*** Exercise input Section Begins ***
PR #163, opened 2021-11-05
adjust handling of start year in loans stress test

jacobvjk:
closes ADO 2668: https://dev.azure.com/2DegreesInvesting/2DegreesInvesting/_workitems/edit/2668

picks the right start year and files for loans preparation


R/lookup.R
```diff
@@ -139,7 +139,7 @@ p4b_scenarios_lookup <- c("target_b2ds", "target_cps", "target_rts",
                           "target_sds")
 
 # allowed input years p4b production data file
-p4b_production_data_years_lookup <- c(2020, 2021)
+p4b_production_data_years_lookup <- c(2019, 2020)
```
MirijaHa, line 142: just to go sure cfg$AnalysisPeriod$Years.Startyear, which used to determin the start_year was 2021 in the ST_TESTING projects before we manually corrected it. Just making sure we do not overlook anything in this regard?

R/prep_and_calc_loan_book.R
```diff
@@ -16,7 +19,7 @@ run_prep_calculation_loans <- function(credit_type = "outstanding") {
 
   cfg <- config::get(file = file.path(get_st_data_path("ST_PROJECT_FOLDER"), "inputs", "AnalysisParameters.yml"))
 
-  start_year <- cfg$AnalysisPeriod$Years.Startyear
+  start_year <- start_year
```
MirijaHa, line 22: u can remove this line now

R/prep_and_calc_loan_book.R
```diff
@@ -116,7 +119,7 @@ run_prep_calculation_loans <- function(credit_type = "outstanding") {
         ald_timestamp = "c"
       )
     )
-  } else if (start_year == 2021) {
+  } else if (start_year == 2020) {
```
MirijaHa, line 122: I do not entirely understand what is going on but:

- this will change the ald data we use. This means our pacta_results and sector_exposures as used in the main workflow will change also, are any structural changes possible?
- is it realistic we have to support 2019 in general?
- did you verify all other aspects that depend on start year where changed accordinglt?

R/lookup.R
jacobvjk: for loans, it is currently not possible to have start year 2021. it's always either 2019 or 2020, based on the scenario data start years that they have. I previously assumed identical handling as in P4I, but this is not the case. so yes, for now this is correct

R/prep_and_calc_loan_book.R
jacobvjk: I am ware this will change it, which again is due to my previous misconception that years are handled equally i P4I and P4B. I is correct now and will indeed change the values in the LOANS test case. It is a valid point that we may not have to support 2019 at all. I don't think anyone will be using it, but will check in with George

jacobvjk: only 2020 left now

R/prep_and_calc_loan_book.R
jacobvjk: done

R/lookup.R
jacobvjk: completely removed this for now (only 2020 supported hard coded for now)

MirijaHa (commented):
For peace of mind:

- how high are the deviations when using those pacta results vs the ones with the old workflos?

otherwise lgtm

jacobvjk:
cfg removed, change checks pass

MirijaHa (approved):

PR #165, opened 2021-11-05
rm non negative nad add raw total loan book size to overview

jacobvjk:
closes ADO 2690: https://dev.azure.com/2DegreesInvesting/2DegreesInvesting/_workitems/edit/2690

This PR:
- removes negative loans of the select loan type in the preparation script
- gets the raw total loan size for the total value of the `overview_portfolio` file
- change checks passed

### DIFF
--- a/R/prep_and_calc_loan_book.R
+++ b/R/prep_and_calc_loan_book.R
@@ -103,6 +103,7 @@ run_prep_calculation_loans <- function(credit_type = "outstanding") {
   )
 
   #### Wrangle and prepare data-------------------------------------------------
+  # ADO 2690 - remove rows with negative loan values (not allowed in P4B)
   if (credit_type == "outstanding") {
     matched_non_negative <- matched %>%
       dplyr::filter(.data$loan_size_outstanding >= 0)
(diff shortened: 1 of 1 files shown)


jacobvjk:
change checks still open

R/prep_and_calc_loan_book.R
```diff
@@ -103,17 +103,14 @@ run_prep_calculation_loans <- function(credit_type = "outstanding") {
...
-        .data$loan_size_credit_limit < 0, 0, .data$loan_size_credit_limit
-      )
-    )
+  # ADO 2690 - remove rows with negative loan values (not allowed in P4B)
+  if (credit_type == "outstanding") {
+    matched_non_negative <- matched %>%
+      dplyr::filter(.data$loan_size_outstanding >= 0)
+  } else {
+    matched_non_negative <- matched %>%
+      dplyr::filter(.data$loan_size_credit_limit >= 0)
```
MirijaHa, line 112: just to make sure, since in old version you corrected negative values for both credit_types. Is it the case that the column of the not selected credit_type  is of no relevance?

R/prep_and_calc_loan_book.R
```diff
@@ -103,17 +103,14 @@ run_prep_calculation_loans <- function(credit_type = "outstanding") {
...
+  }
```
MirijaHa, line 113: I wonder if this dropping of rows should be related some user facing information (log message or warning), indicating which companies are affected?

MirijaHa (commented):
2 comments out of interest

R/prep_and_calc_loan_book.R
jacobvjk: yes, I think this is actually safer, because only one is of relevance for the further calculation. Thus, if for whatever reason, the other column is negative, this should not be removed

R/prep_and_calc_loan_book.R
jacobvjk: done

MirijaHa (approved):

PR #4, opened 2025-11-02
[compliance tests] initial server scenarios

ihrpr:
This is a very simplified conformance tests suit with:
- requirements for servers to implement (naming, what features should be doing)
- typescript everything server implementation (using register<> API, not we are moving away from tool, prompt resourse to register<> methods)
- tests (some are very simple)

### DIFF
--- a/package-lock.json
+++ b/package-lock.json
@@ -59,7 +59,6 @@
             "integrity": "sha512-e7jT4DxYvIDLk1ZHmU/m/mB19rex9sv0c2ftBtjSBv+kVM/902eh0fINUzD7UwLLNR+jU585GxUJ8/EBfAM5fw==",
             "dev": true,
             "license": "MIT",
-            "peer": true,
             "dependencies": {
                 "@babel/code-frame": "^7.27.1",
                 "@babel/generator": "^7.28.5",
@@ -1790,7 +1789,7 @@
         },
         "node_modules/@types/body-parser": {
             "version": "1.19.6",
-            "resolved": "https://artifactory.infra.ant.dev:443/artifactory/api/npm/npm-all/@types/body-parser/-/body-parser-1.19.6.tgz",
+            "resolved": "https://registry.npmjs.org/@types/body-parser/-/body-parser-1.19.6.tgz",
             "integrity": "sha512-HLFeCYgz89uk22N5Qg3dvGvsv46B8GLvKKo1zKG4NybA8U2DiEO3w9lqGg29t/tfLRJpJ6iQxnVw4OnB7MoM9g==",
             "dev": true,
             "license": "MIT",
@@ -1801,7 +1800,7 @@
         },
         "node_modules/@types/connect": {
             "version": "3.4.38",
-            "resolved": "https://artifactory.infra.ant.dev:443/artifactory/api/npm/npm-all/@types/connect/-/connect-3.4.38.tgz",
+            "resolved": "https://registry.npmjs.org/@types/connect/-/connect-3.4.38.tgz",
             "integrity": "sha512-K6uROf1LD88uDQqJCktA4yzL1YYAK6NgfsI0v/mTgyPKWsX1CnJ0XPSDhViejru1GcRkLWb8RlzFYJRqGUbaug==",
             "dev": true,
             "license": "MIT",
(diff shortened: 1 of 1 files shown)


src/scenarios/server/client-helper.ts
```diff
@@ -0,0 +1,89 @@
...
+        }
+    );
+
+    const transport = new StreamableHTTPClientTransport(new URL(serverUrl));
+
+    await client.connect(transport);
+
+    return {
+        client,
+        close: async () => {
```
pcarleton, line 38: why not call close directly?

src/scenarios/index.ts
```diff
@@ -3,13 +3,92 @@ import { InitializeScenario } from './client/initialize.js';
...
+
 export const scenarios = new Map<string, Scenario>([
     ['initialize', new InitializeScenario()],
     ['tools-call', new ToolsCallScenario()]
 ]);
 
 export const clientScenarios = new Map<string, ClientScenario>([
-    ['initialize', new ServerInitializeClientScenario()]
+    // Legacy
+    ['initialize', new ServerInitializeClientScenario()],
```
pcarleton: fine to delete this 😄

src/scenarios/server/lifecycle.ts
```diff
@@ -0,0 +1,102 @@
...
+    name = 'server-initialize';
+    description = 'Test basic server initialization handshake';
+
+    async run(serverUrl: string): Promise<ConformanceCheck[]> {
+        const checks: ConformanceCheck[] = [];
+
+        try {
+            const connection = await connectToServer(serverUrl);
+
+            // The connection process already does initialization
```
pcarleton, line 18: this is an example of where if we use the SDK, we lose some visibility. this one seems fine as long as the error the SDK throws is easy to interpret in the check output, but just flagging the pattern where we may want to break out of the sdk

src/scenarios/server/lifecycle.ts
```diff
@@ -0,0 +1,102 @@
...
+                    url: 'https://modelcontextprotocol.io/specification/2025-06-18/basic/lifecycle#initialization'
+                }]
+            });
+        }
+
+        return checks;
+    }
+}
+
+export class ServerInitializeCapabilitiesScenario implements ClientScenario {
```
pcarleton: I think delete this one. Seems better to test the actual capability being used, e.g. checking this in Elicitation, Sampling and Roots tests

src/scenarios/server/prompts.ts
```diff
@@ -0,0 +1,333 @@
...
+                    url: 'https://modelcontextprotocol.io/specification/2025-06-18/server/prompts#listing-prompts'
+                }]
+            });
+        }
+
+        return checks;
+    }
+}
+
+export class PromptsGetSimpleScenario implements ClientScenario {
```
pcarleton, line 76: I'm still getting a feel for the cost of an additional scenario, but I'd be inclined to do all these in 1 vs. separate scenarios for each.

SERVER_REQUIREMENTS.md
```diff
@@ -0,0 +1,874 @@
+# MCP Server Conformance Requirements
```
pcarleton, line 1: I was imagining this being a "suite" that is called something like "Basic", and it's a list of the tests to run, where each test describes the functionality it needs. 

I like that this file describes the current SDK goal in a "1-stop" way though, so let's keep this, and we can explore "suites" or profiles later.  Like for SDK's, we want this full set of features, but for servers that don't want some, we can have suites that don't fail on missing optional features.

src/scenarios/server/resources.ts
```diff
@@ -0,0 +1,365 @@
+/**
+ * Resources test scenarios for MCP servers
+ */
+
+import { ClientScenario, ConformanceCheck } from '../../types.js';
+import { connectToServer } from './client-helper.js';
+
+export class ResourcesListScenario implements ClientScenario {
```
pcarleton, line 8: similar here, my current take is these would be better as 1 scenario w/ multiple checks

src/scenarios/server/tools.ts
```diff
@@ -0,0 +1,773 @@
...
+    ListToolsResultSchema,
+    CallToolResultSchema,
+    LoggingMessageNotificationSchema,
+    ProgressNotificationSchema,
+    CreateMessageRequestSchema,
+    ElicitRequestSchema,
+    Progress
+} from '@modelcontextprotocol/sdk/types.js';
+
+export class ToolsListScenario implements ClientScenario {
```
pcarleton, line 9: these ones seem good as separate, but I might group it like:
* list + call simple
* call content types (image, audio, mixed, resource)
* (rest as individual)

the rough heuristic I'm building up is "would it make sense for someone to implement a server that just does this scenario?" (open to iterating on that heuristic, I think we'll want it to be easy for folks to reason through when writing scenarios and using the scenarios).  Right now, we're proposing folks have an everything-server that does all the things, but I don't want it to be a requirement that it's all 1 server since some scenarios will be mutually exclusive (i.e. an SDK should be able to support writing a server that _doesn't_ support certain stateful features if that unlocks other transport things).

Some of this might also be fine to "start out everything super small, and then group things up later based on what's annoying or not as we use it more".

src/server-runner.ts
```diff
@@ -56,40 +57,97 @@ async function main(): Promise<void> {
...
+            const { listClientScenarios } = await import('./scenarios/index.js');
+            const scenarios = listClientScenarios();
+
+            console.log(`Running ${scenarios.length} scenarios against ${serverUrl}\n`);
+
+            for (const scenarioName of scenarios) {
+                console.log(`\n=== Running scenario: ${scenarioName} ===`);
+                try {
+                    const result = await runServerConformanceTest(serverUrl, scenarioName);
+                    allResults.push({ scenario: scenarioName, checks: result.checks });
```
pcarleton, line 91: hypothesis here is we'll want results logged as we go, and summary at the end for faster feedback loops

test-tool-call.ts
```diff
@@ -0,0 +1,39 @@
+import { Client } from '@modelcontextprotocol/sdk/client/index.js';
```
pcarleton: is this meant to be in here?

PR #10, opened 2025-11-06
docs: update server requirements

paoloricciuti:
This PR fixes some mistake in the expected output of `SERVER_REQUIREMENTS` while also updating the code blocks to be `json` rather than `typescript`.

## Motivation and Context
1. Implementing an `everything-server` while following the guide was resulting in a few errors because, for example, the tests for elicitation don't actually response with a `{ "respose": "" }` object but with a `{ username: "", email: "" }` object. Also the test for `test_error_handling` correctly checks for `isError` and `content` in the response but the guide was still expecting an error to be thrown.
2. While typescript looks a bit nicer (without a bunch of quotes) the downside is that since the typescript in the blocks it's just an object the formatter automatically adds a `;` at the end of the `content` array meaning copying them to paste them in the server will always require removing that semicolon to have proper syntax. Having them as JSON will allow to just copy paste them (and the formatter will remove the unnecessary quotes).

## How Has This Been Tested?
I have built an `everything-server` and verified the changes are correct.

## Breaking Changes
Nope.

## Types of changes

- [ ] Documentation update

## Checklist

- [ ] New and existing tests pass locally

### DIFF
--- a/SERVER_REQUIREMENTS.md
+++ b/SERVER_REQUIREMENTS.md
@@ -31,7 +31,7 @@ This document specifies requirements based on the MCP specification. All feature
 
 ### Server Identity
 
-Your server MUST provide:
*** Exercise input Section Ends ***
What is expected: Show every line in the listing above that carries the word "index".

Finished task:
src/scenarios/index.ts
+            const { listClientScenarios } = await import('./scenarios/index.js');
+import { Client } from '@modelcontextprotocol/sdk/client/index.js';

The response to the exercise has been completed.